- Born: March 28, 1917 Pochinok, Russian Empire
- Died: 1971 (aged 53–54) Moscow, Russia
- Occupation: Photojournalism

= Izrail Ozersky =

Russian war photographer (1917–1971)

Izrail Abramovich Ozersky (Израиль Абрамович Озерский; March 28, 1904, Pochinkovsky, Smolensk Governorate – 1971) was a Russian war photographer working for RIA Novosti. His photograph The Work of a Soldier became a classic of Soviet war documentary photography.
==Biography==
Izrail Abramovich Ozersky was born on March 28, 1904 in Pochinkovsky, Smolensk Oblast.
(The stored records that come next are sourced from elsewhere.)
PR #523, opened 2024-10-28
remaining corpus of idx mapping functionality

emfdavid:
This is the remainder of the idx mapping code - primarily reinflate_grib_store and supporting methods that allow creating datasets from the idx files.

This PR is pretty large. I think the notebook example should go to https://github.com/ProjectPythia/kerchunk-cookbook ?
But I wanted you to be able to see the rest and how it works. Happy to break it up however you want. I know the methods need better doc strings, but I wanted you to give me a little more feedback on how to proceed first.

There are also pretty extensive [tests](https://github.com/asascience-open/nextgen-dmac/blob/main/grib_index_aggregation/test_dynamic_zarr_store.py) and I will move those too but they require a bit more work to convert from unittest to pytest.


rsignell:
@martindurant , just to make sure I understand, this is awaiting your review?

martindurant:
Yes, but it's only 12hr old :)  @emfdavid is asking for feedback above, so if you are in a place to do that, we would appreciate that too.

rsignell:
@martindurant, sorry, didn't mean to suggest impatience!   🙃 
I will try giving it a test right now!

emfdavid:
@rsignell I am impatient 😆  did you kick the tires yet?

rsignell:
@emfdavid , heh heh, sorry, got distracted with another burning fire, but I just tried it out.  Running into some xarray/datatree issue, perhaps because the latest release (2024.10.0) of xarray has datatree built in now and there is some conflict if you try to not use the built in version?
```
ImportError: cannot import name 'HybridMappingProxy' from 'xarray.core.utils' (/home/rsignell/miniforge3/envs/grib-idx/lib/python3.13/site-packages/xarray/core/utils.py)
```

martindurant:
The CI is showing that too, so yes, probably need to pin xarray or not-install tree

rsignell:
Ideally this code would use the now-built-in xarray datatree -- would that be an easy fix for you @emfdavid ?

rsignell:
So I did manage to run the test notebook using `xarray=2024.7.0` but had to change `ulwrf/avg/nominalTop` to `sulwrf/avg/nominalTop`.  Do the data at the end look okay?   Seem a bit strange...
https://gist.github.com/rsignell/f1eb9cfc4d8b9cc88c3ac9bda2504f9a

emfdavid:
I updated the code to use the now built in datatree 🎉 
Excited that is merged into xarray now!

I can't run your notebook tonight but those nan values do look funny. Building the axes is really finicky... I can try to take a look tomorrow.

I did run down the issue with the variable names dswrf -> sdswrf, ulwrf -> sulwrf
It looks like eccodes [updated](https://github.com/ecmwf/eccodes/commit/9f0432deb0d0f57c8ac002b2d14236980d444674#diff-bf52f84770b011c828396c842f5a282899bede6bb3acd2c967b50eabca327e42L164-R165) their definitions.

Is that something we can ask them to undo?
I will be inclined to pin cfgrib/eccodes till that is confirmed... but the mapping based approach works just fine either way!

rsignell:
I was able to run a [slightly-modified version of the notebook](https://nbviewer.org/gist/rsignell/bf3ca5cde078153f5d69e5cd86966d7b) using the latest xarray (2024.10.0) and https://github.com/fsspec/kerchunk/pull/523 !

When I extracted some data values from the virtual dataset, however, they seem unlikely to be correct.

Could you please check the data values in the last cell?   
Perhaps we should hold off merging until we decide whether the data extraction is working properly...

emfdavid:
I will see if I can debug your notebook tonight. If you have a chance to try the one in this PR I would appreciate it.

As far as when to merge... do you (@martindurant) want the tests added to this already large PR?
https://github.com/asascience-open/nextgen-dmac/blob/main/grib_index_aggregation/test_dynamic_zarr_store.py
That will take a bit more work to convert from unittest to pytest but should be straight forward enough?

emfdavid:
Here is the state of the art on huggingface... I would be really excited to see an update here!
Screenshot 2024-10-29 at 9 16 57 AM

rsignell:
@emfdavid okay, I'm testing the notebook in the repo now...

Anu-Ra-g:
@rsignell In this [notebook](https://gist.github.com/Anu-Ra-g/e0d7b9c815dcd4df4ea2261ed272e5d3), I was able to reinflate the generated indexes but I missed to look at the actual data in those indexes.

Anu-Ra-g:
> I was able to run a [slightly-modified version of the notebook](https://nbviewer.org/gist/rsignell/bf3ca5cde078153f5d69e5cd86966d7b) using the latest xarray (2024.10.0) and your latest fixes to #523 !
> 
> When I extracted some data values from the virtual dataset, however, they seem unlikely to be correct.
> 
> @emfdavid, @Anu-Ra-g, or @martindurant, is there a simple alternate method by which we could check to see if the data values in the last cell are correct?
> 
> Perhaps we should hold off merging until we decide whether the data extraction is working properly?

The data extraction is working properly as there are minimal code changes and refactors from the original code. But I used **GEFS** grib data for making that notebook. Maybe that could be a reason! 

As per the original demonstrations by @emfdavid with the **GFS** data, the data extraction works fine. 

If you want, I could change it from **GEFS** to some other model's data.

emfdavid:
@rsignell There is a white space error in the double for loop. The notebook is only processing the 18z forecast for each day which is why there are three nan value between each real value.

Screenshot 2024-10-29 at 10 32 26 PM

I also noticed there are a lot of duplicate attrs in that much older 2017 file. The GEFS model changed significantly around 2020-09-25. I think these are really issues with the NOAA Grib file and its compatibility with cfgrib.
Screenshot 2024-10-29 at 10 07 54 PM
But these UGRD variables all reading out on the same grib level=0.0 are going to be a problem.

I don't see this on the more recent GEFS data, but I have only really looked at the geavg files so far.

emfdavid:
@martindurant I tried to fix the build issue, with ImportError "HybridMappingProxy" for just the 3.10 build but I think I made it worse with [d40cca4](https://github.com/fsspec/kerchunk/pull/523/commits/d40cca4e18d98d2a3f7e219f439176438c81bae8)
Any suggestions on what to do here? I think maybe conda doesn't have a xarray 2024.10 for python 3.10?

We can definitely rebase away the notebooks before merging - those are not to be checked in here like this.

rsignell:
Whoa, great find on that white space indent error @emfdavid !    The notebook indeed works fine now: https://nbviewer.org/gist/rsignell/c3fd58368ed9d0ae50c26807b6a51678

martindurant:
OK, I am happy to push this in, as is - it's fine to include the example notebook, and we can always iterate yet. OK, everyone?

emfdavid:
Sure - your call on the notebook - it is a bit chunky to have in the git tree at ~12mb...
Let me know and I can remove it or you can merge as is.

I will work on the tests shortly. There will be some moderate size test fixture files for that.
Does [this](https://github.com/asascience-open/nextgen-dmac/tree/main/grib_index_aggregation/fixtures) structure look okay?

martindurant:
Can we put in the un-evaluated notebook?

emfdavid:
Pushed the change - can you squash merge?
If not, I can rebase the old commits away.

PR #525, opened 2024-10-30
Fix coo_map when only one match from regex pattern

aaTman:
I ran into an issue when using `coo_map` in `MultiZarrToZarr` that was caused by using `.groups()[0]` instead of `.group()`, where there is only one returned regex match in the string (at least, as far as I can tell is the case).

To fix this, I kept the original functionality but would catch if the `.groups()` tuple was empty. In the situation I ran into this bug, I used the following code which caused an IndexError due to a length 0 tuple:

He first worked as a welder. He then learned the craft of photography and in the 1930s began working at the Soyuzfoto agency. During the Great Patriotic War, he was a correspondent for the TASS photo chronicle. He took documentary photographs on the North Caucasian, Crimean, Northwestern and Ukrainian fronts. His photograph Soldier's Work became a classic of Soviet war documentary photography. In the post-war period, he worked as a photojournalist at Exhibition of Achievements of National Economy, at the Novosti news agency.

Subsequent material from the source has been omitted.